Task description: Filter the records below and copy every line containing the word "there".

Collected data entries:
PR #43, opened 2023-11-13
HMS-2437 Use slog as the default logger

cryptomilk:
This introduces slog and sets it up as the default logger. 

If you want a log message, all you have to do is:

```
slog.Info("my info")
slog.Debug("my debug")
...
```

In case you want the logger also in tests, you need to call `logger.InitLogger()`.

log messages look like this in text output, there is also a json output.

```
time=2023-11-13T14:23:14.951+01:00 level=DEBUG msg=routing index=23 route="&{Method:GET Path:/api/idmsvc/v1/signing_keys Name:github.com/podengo-project/idmsvc-backend/internal/api/public.(*ServerInterfaceWrapper).GetSigningKeys-fm}"
```

https://betterstack.com/community/guides/logging/logging-in-go/


tiran:
Could you please include the ticket number in the commit title? Otherwise there is no easy way to get from a commit to a ticket.

IMO all commit titles should start with `HMS-2437 feat:`. After all, the fix commits are part of a feature change.

avisiedo:
I suggest to update `reportError` at `internal/config/config.go` by something like the below:

```golang
func reportError(err error) {
	for _, err := range err.(validator.ValidationErrors) {
		slog.Error(
			"Config validation error",
			slog.String("namespace", err.Namespace()),
			slog.Group("rule",
				slog.String("tag", err.Tag()),
				slog.String("value", fmt.Sprintf("%v", err.Value())),
			),
			slog.String("got", err.Param()),
			slog.String("type", err.Kind().String()),
		)
	}
}
```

Result of the exercise:
log messages look like this in text output, there is also a json output.
Could you please include the ticket number in the commit title? Otherwise there is no easy way to get from a commit to a ticket.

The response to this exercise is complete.